FDM – Axillary HTP
Fascial Distortion Model (FDM) Treatment of an Axillary Herniated Triggerpoint Acquired Following Mammography in a Patient with Fibromyalgia: A Case Report
Byron Perkins, DO, Medical Director, Cornerstone Clinic: Center for Osteopathic Research and Education
BACKGROUND: The Fascial Distortion Model (FDM) is an anatomical perspective, originated and developed by US physician Stephen Typaldos, D.O., in which “the underlying etiology of virtually every musculoskeletal injury is considered to be comprised of one or more of six specific pathological alterations of the body’s connective tissues (fascial bands, ligaments, tendons, retinacula, etc.).

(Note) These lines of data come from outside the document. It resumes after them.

PR #2394, opened 2020-12-23
Make Aggregation generic, so we can ensure type safety between compon…

bogdandrutu:
…ents

This ensures that we pass the correct type of Accumulation between components inside the SDK.

### DIFF
--- a/sdk/metrics/src/main/java/io/opentelemetry/sdk/metrics/aggregation/Aggregation.java
+++ b/sdk/metrics/src/main/java/io/opentelemetry/sdk/metrics/aggregation/Aggregation.java
@@ -20,7 +20,7 @@ import javax.annotation.concurrent.Immutable;
  * given {@code Instrument} into the equivalent {@code MetricData}.
  */
 @Immutable
-public interface Aggregation {
+public interface Aggregation<T extends Accumulation> {
 
   /**
    * Returns an {@code AggregationFactory} that can be used to produce the {@link
@@ -29,14 +29,14 @@ public interface Aggregation {
    *
    * @return the {@code AggregationFactory}.
    */
-  AggregatorFactory<?> getAggregatorFactory();
+  AggregatorFactory<T> getAggregatorFactory();
 
   /**
    * Returns the result of the merge of the given {@link Accumulation}s.
    *
    * @return the result of the merge of the given {@link Accumulation}s.
    */
-  Accumulation merge(Accumulation a1, Accumulation a2);
+  T merge(T a1, T a2);
 
   /**
    * Returns the {@link MetricData} that this {@code Aggregation} will produce.
@@ -55,7 +55,7 @@ public interface Aggregation {
       Resource resource,
       InstrumentationLibraryInfo instrumentationLibraryInfo,
       InstrumentDescriptor descriptor,
-      Map<Labels, Accumulation> accumulationMap,
+      Map<Labels, ? extends Accumulation> accumulationMap,
       long startEpochNanos,
       long epochNanos);
 }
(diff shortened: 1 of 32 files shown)


sdk/metrics/src/main/java/io/opentelemetry/sdk/metrics/aggregation/ImmutableAggregationFactory.java
```diff
@@ -9,36 +9,40 @@
...
+  public <V extends Accumulation> Aggregation<V> create(InstrumentValueType instrumentValueType) {
     switch (instrumentValueType) {
       case LONG:
-        return longAggregation;
+        return (Aggregation<V>) longAggregation;
       case DOUBLE:
-        return doubleAggregation;
+        return (Aggregation<V>) doubleAggregation;
     }
     throw new IllegalArgumentException("Invalid instrument value type");
```
bogdandrutu, line 47: This hides the actual type behind the <V> still safe in the Accumulator and Processor but because of this you can see in DoubleMinMaxSumCountAggregatorTest.java that I need to add an annotation (errorprone complained), then discovered that I cannot use `MinMaxSumCountAccumulation` there because everything is actually hidden behind this conversion.

I will most likely need to make the factory have 2 generic types and 2 methods `createLong` and `createDouble` which will return their own generic.

sdk/metrics/src/main/java/io/opentelemetry/sdk/metrics/aggregation/Aggregation.java
```diff
@@ -55,7 +55,7 @@ MetricData toMetricData(
       Resource resource,
       InstrumentationLibraryInfo instrumentationLibraryInfo,
       InstrumentDescriptor descriptor,
-      Map<Labels, Accumulation> accumulationMap,
+      Map<Labels, ? extends Accumulation> accumulationMap,
```
bogdandrutu, line 58: This will be transformed in T as well soon, but trying to limit the size of the PR.

sdk/metrics/src/main/java/io/opentelemetry/sdk/metrics/aggregation/AggregationFactory.java
```diff
@@ -61,5 +61,5 @@ static AggregationFactory minMaxSumCount() {
    * @param instrumentValueType the type of recorded values for the {@code Instrument}.
    * @return a new {@link Aggregation}.
    */
-  Aggregation create(InstrumentValueType instrumentValueType);
+  <V extends Accumulation> Aggregation<V> create(InstrumentValueType instrumentValueType);
```
jkwatson, line 64: `V`?

sdk/metrics/src/main/java/io/opentelemetry/sdk/metrics/aggregation/MinMaxSumCountAggregation.java
```diff
@@ -18,40 +18,33 @@
...
+        Math.max(a1.getMax(), a2.getMax()));
   }
 
   @Override
   public MetricData toMetricData(
       Resource resource,
       InstrumentationLibraryInfo instrumentationLibraryInfo,
       InstrumentDescriptor descriptor,
-      Map<Labels, Accumulation> accumulationMap,
+      Map<Labels, ? extends Accumulation> accumulationMap,
```
jkwatson, line 47: for future, I might name this parameter "accumulationsByLabels". No need to change it now.

jkwatson (approved):
👍

sdk/metrics/src/main/java/io/opentelemetry/sdk/metrics/aggregation/AggregationFactory.java
bogdandrutu: Changed to `T` :)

As a model, the FDM is an abbreviated interpretation of the pathology of fascial injuries and contemplates the structural consequences of orthopedic, medical, surgical, and manipulative interventions.” . Specific diagnoses in this model are made through the patients’ subjective complaints, body language, mechanism of injury, and objective findings. Treatment is directed at correcting these anatomic distortions, physically reversing them. When the fascial distortions are corrected, the anatomical injury no longer exists; the patient can resume normal function and is pain free. The results of treatment are immediate, measurable, objective, obvious, predictable and reproducible.
CASE REPORT: A 62 yo C female presented with 2 week history of R axilla pain, onset following a routine mammogram. Past medical history was significant for Fibromyalgia Syndrome of 12 years duration, stable with medical treatment utilizing pregabalin and duloxetine. Physical exam revealed vital signs to be stable. Distal neurosensory exam was normal, and there was no axillary or supraclavicular lymphadenopathy. Shoulder range of motion was full to 180° abduction and 90° external rotation bilaterally, but with localized pain in the R posterior axilla. Internal rotation was to T5 L, and limited to T7 R. Cervical rotation was symmetric but limited to 80° bilaterally, cervical flexion and extension were full. She had a painful 1 cm nodule in the posterior axilla near the origin of the trapezius and the insertion of the subscapularis. FDM diagnosis was a Subscapularis Herniated Triggerpoint. Patient was treated utilizing herniated triggerpoint technique with successful reduction of the herniated fascia, accompanied by immediate relief of pain and return to full range of motion in the shoulder. Follow up at 2 weeks showed continued resolution of symptoms without recurrence.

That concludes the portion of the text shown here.